- [WORK TO BE COMPLETED]:
Check every line of the entries for the string "post" and return the ones that contain it.

-=-=-=-=-

PR #742, opened 2025-02-10
fix: update flag in qbo_credentials and integrations on token expiry

JustARatherRidiculouslyLongUsername:
### Description
Everytime a qbo refresh token expires, make sure that
1. `qbo_credentials.is_expired` is set to True
2. The `integrations` record is patched

## Clickup
https://app.clickup.com/t/86cxhfy2k

## Summary by CodeRabbit

- **Refactor**
  - Centralized and streamlined error management and credentials invalidation for integrations.
  - Updated authentication flows to eliminate redundant handling of token updates.
  
- **New Features**
  - Introduced a unified approach to update integration settings during error conditions.
  
- **Tests**
  - Expanded test coverage to validate the improved handling of credentials and integration settings.

### DIFF
--- a/apps/exceptions.py
+++ b/apps/exceptions.py
@@ -2,7 +2,6 @@ import logging
 
 from fyle.platform.exceptions import InvalidTokenError as FyleInvalidTokenError
 from fyle.platform.exceptions import NoPrivilegeError
-from fyle_qbo_api.utils import invalidate_qbo_credentials
 from qbosdk.exceptions import InvalidTokenError, WrongParamsError
 from rest_framework.response import Response
 from rest_framework.views import status
@@ -35,7 +34,6 @@ def handle_view_exceptions():
 
             except WrongParamsError as exception:
                 logger.info('QBO token expired workspace_id - %s %s', kwargs['workspace_id'], {'error': exception.response})
-                invalidate_qbo_credentials(kwargs['workspace_id'])
                 return Response(data={'message': 'QBO token expired workspace_id'}, status=status.HTTP_400_BAD_REQUEST)
 
             except NoPrivilegeError as exception:
@@ -44,7 +42,6 @@ def handle_view_exceptions():
 
             except InvalidTokenError as exception:
                 logger.info('QBO token expired workspace_id - %s %s', kwargs['workspace_id'], {'error': exception.response})
-                invalidate_qbo_credentials(kwargs['workspace_id'])
                 return Response(data={'message': 'QBO token expired workspace_id'}, status=status.HTTP_400_BAD_REQUEST)
 
             except Workspace.DoesNotExist:
--- a/apps/exceptions.py
+++ b/apps/exceptions.py
@@ -2,7 +2,7 @@ import logging
 
 from fyle.platform.exceptions import InvalidTokenError as FyleInvalidTokenError
 from fyle.platform.exceptions import NoPrivilegeError
-from apps.workspaces.actions import patch_integration_settings
+from fyle_qbo_api.utils import invalidate_qbo_credentials
 from qbosdk.exceptions import InvalidTokenError, WrongParamsError
 from rest_framework.response import Response
 from rest_framework.views import status
@@ -35,7 +35,7 @@ def handle_view_exceptions():
 
             except WrongParamsError as exception:
                 logger.info('QBO token expired workspace_id - %s %s', kwargs['workspace_id'], {'error': exception.response})
-                invalidate_token(kwargs['workspace_id'])
+                invalidate_qbo_credentials(kwargs['workspace_id'])
                 return Response(data={'message': 'QBO token expired workspace_id'}, status=status.HTTP_400_BAD_REQUEST)
 
             except NoPrivilegeError as exception:
@@ -44,7 +44,7 @@ def handle_view_exceptions():
 
             except InvalidTokenError as exception:
                 logger.info('QBO token expired workspace_id - %s %s', kwargs['workspace_id'], {'error': exception.response})
-                invalidate_token(kwargs['workspace_id'])
+                invalidate_qbo_credentials(kwargs['workspace_id'])
                 return Response(data={'message': 'QBO token expired workspace_id'}, status=status.HTTP_400_BAD_REQUEST)
 
             except Workspace.DoesNotExist:
@@ -69,17 +69,3 @@ def handle_view_exceptions():
     return decorator
 
 
-def invalidate_token(workspace_id, qbo_credentials=None):
-    try:
-        if not qbo_credentials:
-            qbo_credentials = QBOCredential.get_active_qbo_credentials(workspace_id)
-
-        if qbo_credentials:
-            if not qbo_credentials.is_expired:
-                patch_integration_settings(workspace_id, is_token_expired=True)
-            qbo_credentials.refresh_token = None
-            qbo_credentials.is_expired = True
-            qbo_credentials.save()
-    except QBOCredential.DoesNotExist as error:
-        logger.error(f'QBO credentials not found for {workspace_id = }:', )
-        logger.error(error, exc_info=True)
--- a/apps/exceptions.py
+++ b/apps/exceptions.py
@@ -2,6 +2,7 @@ import logging
 
 from fyle.platform.exceptions import InvalidTokenError as FyleInvalidTokenError
 from fyle.platform.exceptions import NoPrivilegeError
+from apps.workspaces.actions import patch_integration_settings
 from qbosdk.exceptions import InvalidTokenError, WrongParamsError
 from rest_framework.response import Response
 from rest_framework.views import status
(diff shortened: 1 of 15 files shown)


apps/quickbooks_online/tasks.py
```diff
@@ -726,9 +727,21 @@ def check_qbo_object_status(workspace_id):
...
                     bill.save()
+
+    except QBOCredential.DoesNotExist as error:
+        logger.error(f'QBO credentials not found for {workspace_id = }:', )
+        logger.error(error, exc_info=True)
+
     except (WrongParamsError, InvalidTokenError) as exception:
         logger.info('QBO token expired workspace_id - %s %s', workspace_id, {'error': exception.response})
 
+        if qbo_credentials:
```
ruuushhh, line 738: why not use it here ??
`invalidate_token`

apps/quickbooks_online/tasks.py
```diff
@@ -797,9 +810,21 @@ def async_sync_accounts(workspace_id):
...
         qbo_connection.sync_accounts()
+
+    except QBOCredential.DoesNotExist as error:
+        logger.error(f'QBO credentials not found for {workspace_id = }:', )
+        logger.error(error, exc_info=True)
+
     except (WrongParamsError, InvalidTokenError) as exception:
         logger.info('QBO token expired workspace_id - %s %s', workspace_id, {'error': exception.response})
 
+        if qbo_credentials:
```
ruuushhh, line 821: same here

apps/quickbooks_online/tasks.py
JustARatherRidiculouslyLongUsername: No particular reason, just that `qbo_credentials` was already initialised above

apps/quickbooks_online/tasks.py
JustARatherRidiculouslyLongUsername: No particular reason, just that `qbo_credentials` was already initialised above

apps/quickbooks_online/tasks.py
ruuushhh: let's do in function only
If the qbo creds are initialised you can pass that as a optional param
LMK if you have any questions

apps/quickbooks_online/tasks.py
JustARatherRidiculouslyLongUsername: fixed in https://github.com/fylein/fyle-qbo-api/pull/742/commits/de50d4bd4650012b1705c1334e116dc28e482898

apps/quickbooks_online/tasks.py
JustARatherRidiculouslyLongUsername: fixed in https://github.com/fylein/fyle-qbo-api/pull/742/commits/de50d4bd4650012b1705c1334e116dc28e482898

apps/exceptions.py
```diff
@@ -64,3 +67,19 @@ def new_fn(*args, **kwargs):
         return new_fn
 
     return decorator
+
+
+def invalidate_token(workspace_id, qbo_credentials=None):
+    try:
+        if not qbo_credentials:
+            qbo_credentials = QBOCredential.get_active_qbo_credentials(workspace_id)
```
ruuushhh, line 75: this is wrong 
this will always return you the active qbo creds
please check this

ruuushhh (approved):

apps/exceptions.py
```diff
@@ -64,3 +67,19 @@ def new_fn(*args, **kwargs):
         return new_fn
 
     return decorator
+
+
+def invalidate_token(workspace_id, qbo_credentials=None):
```
ashwin1111, line 72: this func should live in other file, probably helpers

ashwin1111: invalidate_qbo_credentials()

apps/quickbooks_online/tasks.py
```diff
@@ -726,8 +727,14 @@ def check_qbo_object_status(workspace_id):
                     bill.paid_on_qbo = True
                     bill.payment_synced = True
                     bill.save()
+
+    except QBOCredential.DoesNotExist as error:
+        logger.error(f'QBO credentials not found for {workspace_id = }:', )
```
ashwin1111, line 732: is this logging format right? also, level can be info

apps/quickbooks_online/tasks.py
```diff
@@ -726,8 +727,14 @@ def check_qbo_object_status(workspace_id):
...
+        logger.error(error, exc_info=True)
```
ashwin1111, line 733: this is not needed, we know that creds doesn't exist from above logger

apps/quickbooks_online/tasks.py
```diff
@@ -726,8 +727,14 @@ def check_qbo_object_status(workspace_id):
...
+
     except (WrongParamsError, InvalidTokenError) as exception:
         logger.info('QBO token expired workspace_id - %s %s', workspace_id, {'error': exception.response})
+        invalidate_token(workspace_id, qbo_credentials)
```
ashwin1111, line 737: separate out wrong params error and invalid token error here, wrong params error can be for legit cases too

apps/quickbooks_online/tasks.py
```diff
@@ -797,8 +804,14 @@ def async_sync_accounts(workspace_id):
 
         qbo_connection = QBOConnector(credentials_object=qbo_credentials, workspace_id=workspace_id)
         qbo_connection.sync_accounts()
+
+    except QBOCredential.DoesNotExist as error:
+        logger.error(f'QBO credentials not found for {workspace_id = }:', )
+        logger.error(error, exc_info=True)
```
ashwin1111, line 810: same comments as above, also why are we not invalidating it?

apps/quickbooks_online/views.py
```diff
@@ -78,7 +79,8 @@ def post(self, request, *args, **kwargs):
 
         # Check for a valid workspace and qbo creds and respond with 400 if not found
         Workspace.objects.get(id=kwargs['workspace_id'])
-        QBOCredential.get_active_qbo_credentials(kwargs['workspace_id'])
+        quickbooks_credentials = QBOCredential.get_active_qbo_credentials(kwargs['workspace_id'])
+        QBOConnector(quickbooks_credentials, workspace_id=kwargs['workspace_id'])
```
ashwin1111, line 83: this is not needed, UI does a token health call already and that takes care of invalidating

apps/quickbooks_online/views.py
```diff
@@ -98,7 +100,8 @@ def post(self, request, *args, **kwargs):
...
```
ashwin1111, line 104: same as above

apps/quickbooks_online/views.py
JustARatherRidiculouslyLongUsername: I tested this, and we were not reaching the `except:` block of `handle_view_exceptions` when we hit this endpoint. Sync and refresh dimensions were silently failing in case there was an invalid token error

I think `workspaces/:id/qbo/preferences/` is the token health check endpoint. If that is sufficient, should we remove `invalidate_token` from `@handle_view_exceptions`?

apps/quickbooks_online/tasks.py
ashwin1111: wrong params also comes for legit cases, so it's a risk to add here. There are multiple ways token can be revoked, so let's just leave this place empty for now and move out invalid token error and invalidate there

apps/quickbooks_online/views.py
ashwin1111: yes correct, `qbo/preferences/` should do, green to remove invalidate from view decorator

apps/exceptions.py
JustARatherRidiculouslyLongUsername: Fixed in https://github.com/fylein/fyle-qbo-api/pull/742/commits/598049932df23b494dfa8757e09649875dd0692e

apps/quickbooks_online/tasks.py
JustARatherRidiculouslyLongUsername: fixed in https://github.com/fylein/fyle-qbo-api/pull/742/commits/6c674a878991fcc1f1c3395cf11e54360a98bd24

apps/quickbooks_online/views.py
JustARatherRidiculouslyLongUsername: removed in https://github.com/fylein/fyle-qbo-api/pull/742/commits/a1f6ef79580196c1659d856114ad681ac1870fce

apps/quickbooks_online/tasks.py
JustARatherRidiculouslyLongUsername: fixed in https://github.com/fylein/fyle-qbo-api/pull/742/commits/5aa4246ba3b759cb98f4157f1140d872447e0a31

apps/quickbooks_online/views.py
JustARatherRidiculouslyLongUsername: removed in https://github.com/fylein/fyle-qbo-api/commit/a1f6ef79580196c1659d856114ad681ac1870fce

ashwin1111 (approved):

-=-=-=-=-

- [PROBLEM SOLUTION]:
@@ -78,7 +79,8 @@ def post(self, request, *args, **kwargs):
@@ -98,7 +100,8 @@ def post(self, request, *args, **kwargs):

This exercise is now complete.